En esta etapa se enmarca otro episodio en que el joven Casciaro se jugó la vida, y que se lo oí contar en más de una ocasión. Se hallaba con otros soldados en la caja de carga de un camión militar. Estaba rodeado del ambiente del Frente Popular: carteles de propaganda en favor de la revolución comunista, marchas encendidas de ardor castrense, etc. La fuerte carga ideológica que se encontraba en el origen de aquella guerra explica en buena parte el odio y la violencia brutal que desencadenó. Tal vez, con nuestra perspectiva actual, resulta difícil de comprender.

El camión del ejército republicano va circulando por las calles valencianas, cuando a Pedro se le ocurre sacar un pañuelo del bolsillo de su pantalón, sin darse cuenta de que con el mismo movimiento arrastra también su rosario, que cae al suelo del vehículo, a la vista de todos. Llamar embarazosa a esta situación sería quedarnos muy cortos: en esas circunstancias, cualquier señal de religiosidad llevaba consigo un riesgo enorme. En la zona republicana, muchas personas habían sido llevadas al paredón tan solo por pequeños signos de práctica religiosa católica.

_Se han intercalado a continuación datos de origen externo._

Issue #384, opened 2026-02-24
Implement "legacy `zcashd` transparent pool of funds" semantics


str4d:
# Background

`zcashd` had two kinds of legacy balance semantics:

* The transparent JSON-RPC methods inherited from Bitcoin Core treated all spendable funds in the wallet as being part of a single pool of funds. RPCs like `sendmany` didn't allow the caller to specify which transparent addresses to spend funds from, and RPCs like `getbalance` similarly computed a balance across all transparent addresses returned from `getaddress`.
* The early shielded JSON-RPC methods added for Sprout treated every address as a separate pool of funds, because for Sprout there was a 1:1 relationship between addresses and spend authority. RPCs like `z_sendmany` only spent funds that were sent to the specified addressed, and RPCs like `z_getbalance` similarly computed a separate balance for each address (which became complex and unintuitive with the introduction of Sapling diversified addresses).

With the advent of Unified Addresses and HD-derived spending keys, `zcashd` gained its modern balance semantics: each full viewing key in the wallet is a separate pool of funds, and treated as a separate "account". These are the semantics used throughout Zallet, and that should be used by everyone going forward. They are also incompatible with various legacy JSON-RPC methods that were deprecated in `zcashd`, as well as some fields of general RPC methods; these methods and fields are unavailable in Zallet by default.

This issue is about implementing the first of the above legacy behaviours. (We don't need to implement the second, because if we ever added Sprout support then we'd represent each Sprout address as a separate account.)

Due to how the legacy transparent semantics in particular were defined by Bitcoin Core, this can only be done for a single `zcashd` wallet at a time. Given that every `zcashd` wallet in production in 2025 had a single mnemonic seed phrase in its wallet, we use its ZIP 32 seed fingerprint as the `zcashd` wallet identifier in this setting.

# What to implement

When a `zcashd` wallet is imported via the `migrate-zcashd-wallet` CLI command:

* If the imported wallet is old enough that it doesn't have an HD seed (i.e. pre-Sapling), then a new mnemonic should be generated, and used for subsequent steps.
  * This is effectively behaving as if the imported wallet had first been loaded into a modern `zcashd`, with the caveat that the non-mnemonic seed never existed.
* The legacy account created from that seed as part of the import (from which all legacy Sapling addresses are generated) should have its `key_info` field set to something identifying the account as imported from `zcashd`.
[...]

PR #585, opened 2026-07-11
Spend transparent funds in z_sendmany

dannywillems:
Stacked on #586 (Docker fix), which is unrelated but must land first for CI to be green. Base auto-retargets to `main` on its merge.

## Problem

`z_sendmany` passed `SpendPolicy::default()` to `propose_transfer`. That policy permits the shielded pools and **no transparent spending**:

```rust
impl Default for SpendPolicy {
    fn default() -> Self {
        Self::shielded_pools([Sapling, Orchard, Ironwood])   // transparent: None
    }
}
```

With `transparent()` returning `None`, `GreedyInputSelector` skips the transparent gather entirely (`=> Vec::new()`), so **no proposal could ever contain a transparent input**. Transparent-to-transparent transfers were impossible, and the `AllowFullyTransparent` privacy policy was unreachable — `enforce_privacy_policy` already implemented it correctly, but no proposal it could accept could be built.

The `// TODO: Once zcash_client_backend supports spending transparent coins arbitrarily` comment was stale. The pinned librustzcash already provides `SpendPolicy::with_transparent`, `TransparentSpendPolicy`, `CoinbasePolicy`, and `TransparentChangePolicy`. **No dependency bump.**

## Solution

Derive the spend policy from the source address instead of hardcoding the default:

```rust
let spend_policy = match &address {
    Address::Transparent(taddr) => SpendPolicy::shielded_pools([])
        .with_transparent(TransparentSpendPolicy::from_one_address(*taddr)),
    _ => SpendPolicy::default(),
};
```

- A **bare transparent `fromaddress`** permits transparent spending restricted to that one address's UTXOs. A shielded send can never silently reach into transparent funds, and the named address is not linked to the account's other transparent receivers.
- **Every other source is unchanged** (`SpendPolicy::default()`), so shielded behaviour is untouched.
- **Coinbase stays unspendable** (`CoinbasePolicy::NonCoinbase` is the default): consensus requires it be spent to a single shielded output, which remains `z_shieldcoinbase`'s job. A transparent spend needs a non-coinbase UTXO.
- **`ANY_TADDR` remains unsupported** (#384) and is explicitly out of scope.

The privacy policy is deliberately *not* consulted during selection: the selector returns its best proposal, and `enforce_privacy_policy` rejects it afterwards. Resulting lattice, all enforced and all tested:

| Flow | Required policy |
| --- | --- |
| transparent source -> shielded recipient | `AllowRevealedSenders` |
| transparent source -> transparent recipient/change | `AllowFullyTransparent` |

### Transparent change

Transparent change is permitted **only when the spend policy carries a transparent component**:

```rust
let transparent_change_policy = match spend_policy.transparent() {
    Some(_) => TransparentChangePolicy::TransparentChangeAllowed,
    None => TransparentChangePolicy::ShieldChange,
};
```

This keeps a fully transparent send transparent end to end rather than sweeping its change into a shielded pool. The change strategy independently enforces the same thing (it emits transparent change only when the net flows are fully transparent, i.e. no shielded input or output at all) — but that is *its* invariant, not ours, so we state ours locally rather than depend on it. **A shielded send cannot acquire a transparent change output by this route.** Change lands at an internal-scope (BIP 44) address, freshly reserved per transaction, so consecutive sends cannot be linked through a reused change address.

`fallback_change_pool` stays `ShieldedPool::Orchard`, deliberately. It is consulted only when the flows are fully transparent, and `select_change_pool` promotes it to Ironwood itself once NU6.3 is active (the turnstile forbids value entering Orchard), keyed on the transaction's **target height** — which is not known where the change strategy is constructed. Naming `Ironwood` outright would send change to a pool that does not exist yet on a pre-NU6.3 chain.

## Three latent defects this surfaced

All were unreachable while transparent spending was impossible. **Two panicked the wallet process** rather than returning an error, because the trait methods are *defaulted* to `unimplemented!()` — so omitting them compiles cleanly and only fails at run time.

1. `get_account_for_address` compared the source against `list_addresses()`, which yields **unified** addresses. A bare transparent receiver never compares equal to the UA it belongs to, so a `taddr` `fromaddress` always failed with `Invalid from address, no payment source found for address.` Now resolved via `find_account_for_address`, which maps an address back through its receivers.
2. `DbConnection` did not implement `InputSource::select_spendable_transparent_outputs` — **panic** on selecting any transparent input.
3. `DbConnection` did not implement `WalletWrite::reserve_next_n_internal_addresses` — **panic** on producing transparent change.

Note for reviewers: **`z_sendfromaccount` and `z_proposetransaction` sit on the same two methods.** Landing this first means they will not rediscover these panics.

## Testing

Covered by zcash/integration-tests#163, which adds `wallet_transparent_spend.py` and reactivates `wallet_changeaddresses.py` and `regtest_signrawtransaction.py` — both were disabled pending the account/UA migration, and both exist to exercise transparent spending. The trailer at the bottom of this description points this PR's CI at that branch.

Verified locally on both sides of the NU6.3 boundary:

- `wallet_transparent_spend.py` (NU6.3 off) — 4 ZEC sent t-to-t; asserts the tx is fully transparent (no shielded components), the recipient balance on-chain, and change at a fresh internal address. Pins **both** policy rejections: `AllowRevealedSenders` and `AllowRevealedRecipients` are each insufficient alone, and they fail via *different* checks (the recipient check runs on the request; the fully-transparent check runs on the built proposal).
- `wallet_changeaddresses.py` (NU6.3 off) — two consecutive transparent sends use different change addresses.
- `regtest_signrawtransaction.py` (NU6.3 off) — a transparent input signs under the correct consensus branch id.
- `wallet_ironwood.py` (NU6.3 **on**) and `wallet_z_shieldcoinbase.py` — regressions, unaffected.

Clippy clean; 189/189 `zallet-core` unit tests pass.

ZIT-Revision: t-t-tests

### DIFF
--- a/zallet-core/src/components/json_rpc/methods/z_send_many.rs
+++ b/zallet-core/src/components/json_rpc/methods/z_send_many.rs
@@ -13,11 +13,14 @@ use zcash_client_backend::{
         Account,
         wallet::{
             ConfirmationsPolicy, create_proposed_transactions,
-            input_selection::{GreedyInputSelector, SpendPolicy},
+            input_selection::{GreedyInputSelector, SpendPolicy, TransparentSpendPolicy},
             propose_transfer,
         },
     },
-    fees::{DustOutputPolicy, StandardFeeRule, standard::MultiOutputChangeStrategy},
+    fees::{
+        DustOutputPolicy, StandardFeeRule, TransparentChangePolicy,
+        standard::MultiOutputChangeStrategy,
+    },
     wallet::OvkPolicy,
 };
 use zcash_client_sqlite::ReceivedNoteId;
@@ -64,6 +67,45 @@ pub(super) const PARAM_FEE_DESC: &str = "If set, it must be null.";
 pub(super) const PARAM_PRIVACY_POLICY_DESC: &str =
     "Policy for what information leakage is acceptable.";
 
+/// The sources of funds a transfer from `source` may draw upon.
+///
+/// Spending from a bare transparent address draws only on that address's UTXOs: the funds are
+/// already public, and confining selection to the named address avoids linking it to the
+/// account's other transparent receivers. Every other source stays shielded-only, so a
+/// shielded send can never silently reach into transparent funds.
+///
+/// Coinbase UTXOs are excluded: `TransparentSpendPolicy` defaults to
+/// `CoinbasePolicy::NonCoinbase`, and consensus requires coinbase to be spent to a single
+/// shielded output, which is `z_shieldcoinbase`'s job.
+///
+/// The privacy policy deliberately does not narrow this: the selector returns its best
+/// proposal, and `enforce_privacy_policy` rejects it afterwards if it leaks more than the
+/// caller permitted.
+fn spend_policy_for(source: &Address) -> SpendPolicy {
+    match source {
+        Address::Transparent(taddr) => SpendPolicy::shielded_pools([])
+            .with_transparent(TransparentSpendPolicy::from_one_address(*taddr)),
+        _ => SpendPolicy::default(),
+    }
+}
+
+/// Whether change may be returned to the transparent pool.
+///
+/// Permitted exactly when `spend_policy` can spend transparent funds in the first place, which
+/// keeps a fully transparent send transparent end to end rather than sweeping its change into a
+/// shielded pool. A shielded send therefore cannot acquire a transparent change output by this
+/// route.
+///
+/// The change strategy independently enforces the same thing (it emits transparent change only
+/// when the transaction's net flows are fully transparent, i.e. it has no shielded input or
+/// output at all), but that is its invariant, not ours.
+fn transparent_change_policy_for(spend_policy: &SpendPolicy) -> TransparentChangePolicy {
+    match spend_policy.transparent() {
+        Some(_) => TransparentChangePolicy::TransparentChangeAllowed,
+        None => TransparentChangePolicy::ShieldChange,
+    }
+}
+
 #[allow(clippy::too_many_arguments)]
 pub(crate) async fn call<C: Chain>(
     mut wallet: DbHandle,
@@ -88,7 +130,7 @@ pub(crate) async fn call<C: Chain>(
 
     let request = build_request(&amounts)?;
 
-    let account = match fromaddress.as_str() {
+    let (account, spend_policy) = match fromaddress.as_str() {
         // Select from the legacy transparent address pool.
         // TODO: Support this if we're going to. https://github.com/zcash/zallet/issues/138
         "ANY_TADDR" => Err(LegacyCode::WalletAccountsUnsupported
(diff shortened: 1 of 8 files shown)


zallet-core/src/components/json_rpc/methods/z_send_many.rs
```diff
@@ -198,19 +222,53 @@ pub(crate) async fn call<C: Chain>(
...
+    let transparent_change_policy = match spend_policy.transparent() {
+        Some(_) => TransparentChangePolicy::TransparentChangeAllowed,
+        None => TransparentChangePolicy::ShieldChange,
+    };
+
+    // Where shielded change goes when the transaction has no shielded flows to infer a pool
+    // from. A transaction that does have shielded flows ignores this and keeps its change in
+    // the pool it is already using.
+    //
+    // This stays Orchard rather than Ironwood: the change strategy promotes it to Ironwood
```
dannywillems, line 274: Ah, smart.

zallet-core/src/components/json_rpc/methods/z_send_many.rs
```diff
@@ -88,7 +130,7 @@ pub(crate) async fn call<C: Chain>(
 
     let request = build_request(&amounts)?;
 
-    let account = match fromaddress.as_str() {
+    let (account, spend_policy) = match fromaddress.as_str() {
         // Select from the legacy transparent address pool.
         // TODO: Support this if we're going to. https://github.com/zcash/zallet/issues/138
         "ANY_TADDR" => Err(LegacyCode::WalletAccountsUnsupported
```
nuttycom: It should now be possible to support `ANY_TADDR`; there is a specific transparent input selection policy that this can now be implemented using.

zallet-core/src/components/json_rpc/methods/z_send_many.rs
nuttycom: We have the wallet handle here, so we could just get the chain tip height and use that to determine the fallback change pool. I'm not sure what the behavior is if the fallback change pool is Orchard after nu6.3 activation.

dannywillems: > I'm not sure what the behavior is if the fallback change pool is Orchard after nu6.3 activation.

It goes to Ironwood. This is in librustzcash. I'm writing a test for this.

dannywillems: See https://github.com/zcash/librustzcash/pull/2608/. This confirms it goes to ironwood after activation, and stays in orchard before activation. The logic already happens in librustzcash.

nuttycom: Maybe a little fragile in the future but fine for now.

nuttycom (approved):
utACK, 🎉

El nuevo recluta es plenamente consciente de la gravedad de su situación. Parecía que, de momento, nadie había notado el rosario. Podía ignorarlo y mirar para otro lado, aparentando no tener relación con aquel objeto de piedad, tan acusadoramente situado en medio de la plataforma del camión. Pero se acercó al rosario y, con aparente tranquilidad —solo aparente— lo recogió, lo besó y se lo guardó. Acababa de arriesgar su vida, pero en su interior sentía una gran paz. Había sido fiel a Dios en circunstancias extremas.

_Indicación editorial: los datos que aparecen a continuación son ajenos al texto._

PR #589, opened 2026-07-11
Update to zewif 1.0.0-rc.2; support passphrase-encrypted wallet.dat migration

nuttycom:
This updates zallet to the released ZeWIF stack — `zewif 1.0.0-rc.2` and `zewif-zcashd 0.1.0-rc.2` from crates.io — and adds interactive passphrase support to `migrate-zcashd-wallet` for encrypted `wallet.dat` files.

## Dependency changes

- `zewif` and `zewif-zcashd` move from git pins to the crates.io releases. zewif 1.0.0-rc.2's wire format flattens the tagged-union encoding to `[variant-id, body?]` (documents produced against earlier revisions do not decode) and moves the codec to minicbor 2.
- librustzcash is pinned to the rev that migrates it to the released zewif (zcash/librustzcash#2607); `orchard` moves to the released 0.15.0, dropping its git pin.
- The rage pin moves to current rage main (`d28f10ee`): age 0.11.3 plus the unreleased APIs the keystore relies on — `EncryptedIdentity`, and `Send + Sync` bounds on `IdentityFile::into_identities` — which the 0.11.x maintenance releases exclude. The pin is temporary: str4d expects to publish a rage 0.12 release shortly, at which point it should be replaced by the crates.io release.
- Both backend workspaces are synced to the root pins (librustzcash via `utils/sync-librustzcash.sh`, plus the rage-main pin); `check-lockstep.sh` reports the three lockfiles consistent.

## Encrypted wallet.dat migration

`migrate-zcashd-wallet` now handles passphrase-encrypted zcashd wallets: parsing first runs under the default reject policy, and when the dump reports encrypted key material the command interactively prompts for the wallet passphrase (up to three attempts on a wrong passphrase) and decrypts via `zewif-zcashd`'s `EncryptedKeyPolicy::Decrypt`. The passphrase is held as a `SecretVec` and zeroized on drop. zewif-zcashd's `migrate_to_zewif` also gained a `regtest_activations` parameter; zallet passes `None` since regtest migrations are rejected earlier by `check_network`.

## Verification

- Root workspace: 214 tests pass with `--all-features`; clippy and rustfmt clean.
- Both backends compile with `--all-features` against the synced pins.
- `utils/check-lockstep.sh`: 14 crates + 4 package versions consistent across the 3 lockfiles.

## Known follow-up

- Replace the rage-main pin with the rage 0.12 release once published.
- `cargo vet` / `cargo deny` have not yet been reconciled with the updated dependency graph.

### DIFF
--- a/CHANGELOG.md
+++ b/CHANGELOG.md
@@ -10,6 +10,10 @@ be considered breaking changes.
 
 ### Added
 
+- `migrate-zcashd-wallet` now supports passphrase-encrypted zcashd wallets:
+  when the wallet's key material is encrypted, the command interactively
+  requests the wallet passphrase and decrypts the key material during the
+  migration.
 - The `zebra` chain backend (and the `zaino` backend's read-state-service mode)
   now support regtest. The read-state service builds a Zebra Regtest network
   whose network-upgrade activation heights mirror the wallet's configured
--- a/Cargo.lock
+++ b/Cargo.lock
@@ -125,7 +125,7 @@ dependencies = [
  "p256",
  "pin-project",
  "pinentry",
- "rand 0.8.6",
+ "rand 0.8.7",
  "rpassword",
  "rust-embed",
  "scrypt",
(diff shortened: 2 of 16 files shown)


nullcopy (approved):
utACK 7c3427adf963a6e0c52caf12d79f259786ee9dfa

ESCAPAR DE LA REPRESIÓN RELIGIOSA

El comienzo de la guerra civil había sorprendido a san Josemaría y a muchos de sus hijos espirituales en Madrid. Algunos fieles de la Obra habían sido detenidos y recluidos en prisión. Los demás, salvo contadas excepciones, debían permanecer escondidos en casas o en sedes diplomáticas.

Al inicio, muchos pensaron que el conflicto se resolvería en poco tiempo. Posteriormente ambos bandos se percataron de que se alargaría muchos meses, si no años, por el desarrollo de la contienda militar y, de modo particular, cuando el general Franco no pudo entrar en Madrid, en noviembre de 1936. Por este motivo, el fundador del Opus Dei había ido perfilando, con varios miembros de la Obra, la manera más conveniente y viable de pasar a la otra zona de España, donde la Iglesia no era perseguida. En efecto, en la capital faltaban las mínimas condiciones de libertad para realizar el apostolado para el que se sabían llamados por Dios.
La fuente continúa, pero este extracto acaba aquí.